PR #2612, opened 2024-02-08
fix: add pg_rewrite and pg_depend tables

talagluck:
These are to make another step toward fixing #2436. 

I built the definitions off of https://www.postgresql.org/docs/16/catalog-pg-depend.html and https://www.postgresql.org/docs/16/catalog-pg-rewrite.html, but please double-check that I did this correctly.

### DIFF
--- a/crates/sqlbuiltins/src/builtins.rs
+++ b/crates/sqlbuiltins/src/builtins.rs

________

== Activity ==
Your output should match the records above word for word.

== Finished task ==
PR #2612, opened 2024-02-08
fix: add pg_rewrite and pg_depend tables

talagluck:
These are to make another step toward fixing #2436. 

I built the definitions off of https://www.postgresql.org/docs/16/catalog-pg-depend.html and https://www.postgresql.org/docs/16/catalog-pg-rewrite.html, but please double-check that I did this correctly.

### DIFF
--- a/crates/sqlbuiltins/src/builtins.rs
+++ b/crates/sqlbuiltins/src/builtins.rs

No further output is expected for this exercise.